The option of with a down payment of $80,000 would look as follows:

Purchase of $534,870 (including GST)
- Down Payment of 15% ($80,230.50)
+ CMHC Premium of 2.80% ($12,729.91)
————
Mortgage of $467,369.41

With a 5 year fixed mortgage at a rate of 2.74% your monthly payments would be $2,153.63




With 20% down payment your numbers would look as follows:

Purchase of $534,870 (including GST)
- Down Payment of 15% ($80,230.50)
- Line of Credit of 5% ($24,691.50)
————
Mortgage of $427,896


With a 5 year fixed mortgage at a rate of 2.89% your monthly payments would be $1,744.58 (30 year amortization) or $1,971.74 (25 year amortization).



The main level of comparison would be the difference in rate & CMHC premium.
CMHC premium is $12,729.91
Difference in rate on $24,691 would be ~4% per year - assuming it will take you two years to pay this off in full it will add up to ~$1,000 in interest
Difference in rate on $427,896 would be 0.75% (0.15% per year) - this would be $3,209.22

Overall you will be ahead by ~$8,520 if you go with conventional option while utilizing a line of credit for the down payment.

////////

Thanks!


----------



## AltaRed (Jun 8, 2009)

To me, a 20% down payment is the way to go. Why would you want to saddle yourself with the costs of CMHC insurance?


----------



## tavogl (Oct 1, 2014)

Well, I would still have to pay that 7% for the 25k i'd take out of the line of credit. Plus, can't banks come at me and ask me to pay the line of credit all of the sudden? I've read banks can ask for line of credit payments for several reasons.


----------



## AltaRed (Jun 8, 2009)

I guess it ultimately depends on how much 'waste' you are willing to put up with by having to purchase that CHMC insurance. It ultimately becomes a fee or tax just like land transfer taxes. 

FWIW, I've not heard of a bank calling in a LOC if the account is in good standing but I have no basis to comment either way.


----------



## sags (May 15, 2010)

Bear in mind that a line of credit is a debt the lender takes into account when calculating the debt to income ratios to qualify people for mortgages. 

I believe they calculate it as if it was a personal loan with steady payments. It could hamper some people's ability to qualify.

Also, the CMHC is coming out with a new program regarding "shared" down payments to avoid CMHC insurance fees. (first time homebuyers and a cap on price)

They will pay up to 15% of the 20% required down payment in exchange for a % of the profit/loss in the event of the home being sold at a later date.

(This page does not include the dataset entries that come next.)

PR #8752, opened 2023-03-29
Perf: Expense security resolver

kewitz:
I found some margin for simplifying the getExpenseStats that can be further escalated. To avoid unnecessary complexities, I want to ship this cache-based optimization and see how it behaves.


server/graphql/v2/object/Expense.ts
```diff
@@ -392,7 +393,15 @@ const Expense = new GraphQLObjectType({
...
           if (await ExpenseLib.canSeeExpenseSecurityChecks(req, expense)) {
-            return checkExpense(expense);
+            if (
+              expense.data?.security &&
+              moment(expense.data?.security.evaluatedAt).isAfter(moment().subtract(1, 'day'))
+            ) {
+              return expense.data.security.checks;
+            }
+            const checks = await checkExpense(expense);
+            await expense.update({ data: { ...expense.data, security: { checks, evaluatedAt: moment() } } });
```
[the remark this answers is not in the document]
kewitz: Usually like this:
```json
[
  {
    "level": "MEDIUM",
    "message": "User is not using 2FA",
    "scope": "USER",
    "details": "Expense submitted by User",
  },
  {
    "level": "PASS",
    "message": "User was successfully paid 2 times by this collective and 2 times on the platform",
    "scope": "USER",
    "details": "Expense submitted by User",
  },
  {
    "level": "HIGH",
    "message": "Payout Method has never been paid on the platform",
    "scope": "PAYOUT_METHOD",
    "details": null,
  }
]
```

kewitz:
@znarf @Betree, I agree that this is complicated to invalidate, but I can't entirely agree that are many more improvements to make using loaders.

The `HostDashboardExpenses` loads all the pending expenses in the host, which means there's a reduced probability that these expenses have anything in common. The only symmetry we have here is across the multiple requests in a given period, which is a good argument for caching.

This is the same issue we face when exporting host transactions. Since we sort them throughout time, the entropy of the result defeats any request-isolated optimizations like the DataLoader.

Another solution is decoupling the security check from the main query used to render the page. This way, we can render the expenses right-away and leave the costly calculation of the security check to be executed asynchronously.

Betree (commented):
> I can't entirely agree that are many more improvements to make using loaders.

Admitting the host dashboard loads 10 expenses, we can still condense 10 queries into 1 for the following cases:
- `populateRoles`
- `findRelatedUsersByIp`
- `findRelatedUsersByConnectedAccounts`
- `checkExpenseStats` up to x 3 (that itself calls `getExpensesStats` x 2), so 6 DB calls per expense

Altogether we could save up to 81 DB calls per host dashboard request (10 expenses x 9 DB calls in the first case, just 9 DB calls if we use loaders). That seems worth exploring IMO.

kewitz:
Refactored this focusing on Loaders like suggested by @Betree.
One naive local benchmark against remote prod data suggests an improvement:

Main
```
14:29:36 ::1 HostDashboardExpenses {} 6973ms Mozilla/5.0 (X11; Linux x86_64) AppleWebKit/537.36 (KHTML, like Gecko) Chrome/111.0.0.0 Safari/537.36
```

Refactored
```
14:30:24 ::1 HostDashboardExpenses {} 4076ms Mozilla/5.0 (X11; Linux x86_64) AppleWebKit/537.36 (KHTML, like Gecko) Chrome/111.0.0.0 Safari/537.36
```

migrations/20230331163500-expense-security-check-index.js
```diff
@@ -0,0 +1,15 @@
+'use strict';
+
+/** @type {import('sequelize-cli').Migration} */
+module.exports = {
+  async up(queryInterface) {
+    await queryInterface.addIndex('Expenses', ['PayoutMethodId'], {
```
Betree, line 6: Good addition

server/models/User.ts
```diff
@@ -312,8 +317,12 @@ class User extends Model<InferAttributes<User>, InferCreationAttributes<User>> {
     return count > 0;
   };
 
+  getLastKnownIp = function (): string {
+    return this.data?.lastSignInRequest?.ip || this.data?.creationRequest?.ip;
+  };
```
Betree, line 322: :+1:

server/models/User.ts
```diff
@@ -39,7 +44,7 @@ class User extends Model<InferAttributes<User>, InferCreationAttributes<User>> {
   public declare twoFactorAuthRecoveryCodes: CreationOptional<string[]>;
   public declare CollectiveId: number;
   public declare newsletterOptIn: boolean;
-  public declare data: CreationOptional<Record<string, unknown>>;
+  public declare data: CreationOptional<Record<string, unknown> & UserData>;
```
Betree, line 47: :+1:

server/types/express.d.ts
```diff
@@ -24,7 +25,7 @@ declare global {
       };
       userToken?: UserToken;
       personalToken?: PersonalToken;
-      loaders: Record<string, DataLoader>;
+      loaders: Record<keyof typeof models, DataLoader>;
```
Betree, line 28: This is not necessarily true. `context.loaders.Contributors` for example doesn't relate to a DB model. In the past, FX rate loaders were not either. Loaders debounce expensive async operations and, most of the time, that's indeed meant to be used with DB models. But there are legit cases of using them with 3rd party APIs or other async calls as well.

Ideally, we'll type `loaders.index` and that will solve everything. Until them, I'll suggest we keep the existing

```suggestion
      loaders: Record<string, DataLoader>;
```

test/server/lib/security/expense.test.ts.snap
```diff
@@ -1,6 +1,25 @@
...
+| PAYOUT_METHOD | HIGH   | Payout Method details is being used by other user or collectives |"
+`;
+
+exports[`lib/security/expense checkExpense() and checkExpenses() returns potential threats related to the expense payment (batch) 2`] = `
+"
+| scope | level  | message                                  |
+| ----- | ------ | ---------------------------------------- |
+| USER  | MEDIUM | User is not using 2FA                    |
+| USER  | HIGH   | User has never been paid on the platform |"
+`;
```
Betree, line 20: I've recently discovered [inline snapshots](https://jestjs.io/docs/snapshot-testing#inline-snapshots), they make small snapshots like this way easier to read (no need to open a separate file to get the test result). No need to change it here, it's just a FYI in case you didn't know them already

Betree (approved):
Looking great! Small feedback on the type for `loaders` otherwise this looks production-ready :rocket:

The Liberals will be talking about this program as an election policy.


----------



## Emjay85 (Nov 9, 2014)

How long realistically to pay off the 25k of credit line? if 2 years, paying the 7% is still much cheaper than 12k for cmhc insurance, which is added and amortized on the mortgage. 

Sounds like pretty sound advice in my opinion. I personally wouldn't be worried about the bank recalling the LOC.


----------



## peterk (May 16, 2010)

Related question - so I'll post it here :

Is the "preferred rate" of the high ratio CMHC mortgage getter a one time deal for the first mortgage contract only? So say you get a 5 year mortgage @ 2.74% with your 15% down (vs 2.89% with 20% down) after 5 years when you renew, *all else being equal*, will you get offered the special discount again? or will be paying the "regular" 2.89% rate for next 20 years (remainder of the amortization) ?

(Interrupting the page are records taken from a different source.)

PR #8753, opened 2023-03-30
Make sure `HostCollectiveId` is set for Organizations

SudharakaP:
Resolve https://github.com/opencollective/opencollective/issues/6616

[add-funds.webm](https://user-images.githubusercontent.com/12435965/228704769-84fe0584-5658-41f7-aaec-23bad7ce0bf6.webm)

### DIFF
--- a/migrations/20230329091450-set-hostCollectiveId-in-collectives.js
+++ b/migrations/20230329091450-set-hostCollectiveId-in-collectives.js
@@ -10,6 +10,8 @@ module.exports = {
       WHERE "isHostAccount" = true
       AND "type" = 'ORGANIZATION'
       AND "HostCollectiveId" IS NULL
+      AND "isActive" IS TRUE
+      AND "approvedAt" IS NOT NULL
     `);
   },
 
--- a/migrations/20230329091450-set-hostCollectiveId-in-collectives.js
+++ b/migrations/20230329091450-set-hostCollectiveId-in-collectives.js
@@ -1,0 +1,19 @@
+'use strict';
+
+/** @type {import('sequelize-cli').Migration} */
+module.exports = {
+  async up(queryInterface) {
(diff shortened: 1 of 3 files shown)


server/graphql/v2/object/AccountPermissions.ts
```diff
@@ -16,7 +16,7 @@ const AccountPermissions = new GraphQLObjectType({
     },
     addFunds: {
       type: new GraphQLNonNull(Permission),
-      description: 'Whether the current user can mark this order as expired',
+      description: 'Whether the current has teh permission to add funds to the account',
```
znarf, line 19:
```suggestion
      description: 'Whether the current has permission to add funds to the account',
```

migrations/20230329091450-set-hostCollectiveId-in-collectives.js
```diff
@@ -0,0 +1,19 @@
...
+/** @type {import('sequelize-cli').Migration} */
+module.exports = {
+  async up(queryInterface) {
+    await queryInterface.sequelize.query(`
+      UPDATE "Collectives"
+      SET
+        "HostCollectiveId" = id
+      WHERE "isHostAccount" = true
+      AND "type" = 'ORGANIZATION'
+      AND "HostCollectiveId" IS NULL
```
znarf, line 12:
```suggestion
      AND "isActive" IS TRUE
      AND "approvedAt" IS NOT NULL
```

znarf (changes requested):
Assumptions needs to be rechecked.

SudharakaP:
> Assumptions needs to be rechecked.

Yes, my mistake. I was under the impression that after making a host one should be able to add funds. But it seems that only after activating the budget the host is able to add funds and receive financial contributions etc.

PR #8758, opened 2023-03-30
Revert "Update Credit Card Upon Detection of Duplicate Credit Card"

Betree:
Reverts opencollective/opencollective-api#8341

Mostly because of the bug introduced by https://github.com/opencollective/opencollective-api/pull/8341#discussion_r1153487704, but while discussing with @znarf we agreed this introduced too much complexity: how will that play with refunds? what are we going to show in the transactions list for the transactions that have deleted payment methods?

The problem this PR was trying to address is very minimal, users can easily resolve it by manually editing their payment methods.


znarf:
Once the revert is shipped, we have at least 100 orders + payment methods that we'll need to correct.

Betree:
E2e error unrelated, merging

PR #8761, opened 2023-03-31
Correct Count When Removing Admins from Child Collectives

SudharakaP:
Resolve https://github.com/opencollective/opencollective/issues/6623

[remove-admin-success.webm](https://user-images.githubusercontent.com/12435965/229070921-0b29ca79-39b6-42bb-ac6b-9e2b1aaf7baf.webm)

### DIFF
--- a/server/graphql/v2/mutation/MemberMutations.js
+++ b/server/graphql/v2/mutation/MemberMutations.js
@@ -1,6 +1,7 @@
 import { GraphQLBoolean, GraphQLNonNull, GraphQLString } from 'graphql';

If the latter, then when one is playing around on bank mortgage calculator sites and looking at the "interest paid" column of the entire amortization, it would be deceptively giving you the false impression that the discounted rate for the high ratio mortgage holder is saving you more interest than you actually are, over the 25 years, and may lead some to conclude that the CMHC fee isn't so bad...


----------



## tavogl (Oct 1, 2014)

sags said:


> Bear in mind that a line of credit is a debt the lender takes into account when calculating the debt to income ratios to qualify people for mortgages.
> 
> I believe they calculate it as if it was a personal loan with steady payments. It could hamper some people's ability to qualify.
> 
> ...


I'd never let government own any % of my home.

Our broker said with our incomes we'd qualify with the 25k LOC no problem, he also said it narrows possible lenders as not all of them accept loans as downpayments, he's leaning towards scotiabank right now.


----------



## tavogl (Oct 1, 2014)

Emjay85 said:


> How long realistically to pay off the 25k of credit line? if 2 years, paying the 7% is still much cheaper than 12k for cmhc insurance, which is added and amortized on the mortgage.
> 
> Sounds like pretty sound advice in my opinion. I personally wouldn't be worried about the bank recalling the LOC.

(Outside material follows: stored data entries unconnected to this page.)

PR #8763, opened 2023-03-31
loaders cleanup

znarf:
Follow up from https://github.com/opencollective/opencollective-api/pull/8718

Removed the controversial things from the PR so we can merge this small cleanup.

The goal is to simplify and remove things that are unnecessary or unclear.


Betree (approved):
Looking good!

znarf:
This was a good one but some changes were introduced in the meantime that are making it conflicting and difficult to fix.

Should have merged when this was warm.

PR #8665, opened 2023-03-09
Calculate host fee on pre-tax total 

Betree:
Part of https://github.com/opencollective/opencollective/issues/4492

- [x] Add failing test to confirm the issue
- [x] Fix root cause
- [x] Create a migration to update the `HOST_FEE` transactions

PR #8765, opened 2023-03-31
Add support for taxes on added funds

Betree:
Part of https://github.com/opencollective/opencollective/issues/5927


server/lib/payments.js
```diff
@@ -951,7 +951,7 @@ export const getHostFee = async (order, host = null) => {
 
   const hostFeePercent = await getHostFeePercent(order, host);
 
-  return calcFee(order.totalAmount - platformTip, hostFeePercent);
```
Betree, line 954: Importing this fix from https://github.com/opencollective/opencollective-api/pull/8665

PR #8775, opened 2023-04-04
Model checks

znarf:
We have some consistency issues in the database and this is an attempt at documenting them and their fix.


checks/hosted-collectives.js
```diff
@@ -0,0 +1,51 @@
...
+     AND "isHostAccount" IS FALSE
+     AND "ParentCollectiveId" IS NULL
+     AND "HostCollectiveId" IS NOT NULL
+     AND "type" NOT IN ('ORGANIZATION', 'USER')`,
+    { type: sequelize.QueryTypes.SELECT, raw: true },
+  );
+
+  if (results[0].count > 0) {
+    if (check) {
+      throw new Error('Hosted Collectives without hostFeePercent');
```
Betree, line 25: Is that an issue, given that we default to the host's hostFeePercent?

checks/transactions.js
Betree, line 1: Given what we said about refunds the other day, we may want to check transactions that have a deleted payment method in the future.

Betree (commented):
I was looking for this today in the codebase, it would be great to see it merged. Maybe we can move the code to `scripts/checks` for consistency.

znarf:
@Betree Let's try to pair a bit to complete a first version.

checks/users.js
```diff
@@ -0,0 +1,33 @@
...
+     LEFT JOIN "Collectives" c
+     ON c."id" = u."CollectiveId"
+     WHERE u."deletedAt" IS NULL
+     AND (c."deletedAt" IS NOT NULL OR c."id" IS NULL)`,
+    { type: sequelize.QueryTypes.SELECT, raw: true },
+  );
+
+  if (results[0].count > 0) {
+    if (check) {
+      throw new Error('No Users without a matching Collective');
```
Betree, line 22: One closely related that I wanted to check today is cases of `Users` entries linked to non-`USER` Collectives. We have a few:

```sql
select c.slug, c.type
FROM "Users" u
INNER JOIN "Collectives" c ON u."CollectiveId" = c.id
WHERE c.type != 'USER'
AND c."deletedAt" IS NULL
AND u."deletedAt" IS NULL
```

Betree:
Today I investigated a case where, following manual edits to the PayPal account, OCNZ removed the PayPal webhook that lets us record transactions asynchronously. Thankfully we have a reconciliation script, but this is very problematic and could be easily detected using a similar approach to what's done here.

I would advocate to enlarge the scope of this work to not just "DB checks", but "Sanity checks". For PayPal, I would like to run a job that checks that:
- All hosts connected PayPal credentials are still valid (they should return a 200 for a simple request)
- All hosts with PayPal configured have a valid webhook on their accounts ([validation code already exists](https://github.com/opencollective/opencollective-api/blob/6ec8263b3ccbddec2fc0fb5906e0405efb78159a/server/lib/paypal.ts))

znarf:
> Maybe we can move the code to scripts/checks for consistency.

I will keep it in this new `checks` folder for now as I want to push this as a concept different from scripts.

Betree (approved):
Looking good! The folder pattern is future-proof enough, we'll be able to add PayPal checks in `checks/paypal` and so on.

We are thinking 2 to 3 years to repay the 25k LOC.


----------



## Mortgage u/w (Feb 6, 2014)

If you know you can pay off the LOC in 2-3 years, then it worth going the extra 5% to avoid the premium. 

Other things to consider - are you a first time home-owner? If yes, you can use your RRSP as DP. Just ensure you pay it off in the same timeframe you intended with your LOC.

Also, are you considering the LOC only because your broker is recommending it? Do you have additional savings? TFSA? Etc?


----------



## off.by.10 (Mar 16, 2014)

peterk said:


> Is the "preferred rate" of the high ratio CMHC mortgage getter a one time deal for the first mortgage contract only? So say you get a 5 year mortgage @ 2.74% with your 15% down (vs 2.89% with 20% down) after 5 years when you renew, *all else being equal*, will you get offered the special discount again? or will be paying the "regular" 2.89% rate for next 20 years (remainder of the amortization) ?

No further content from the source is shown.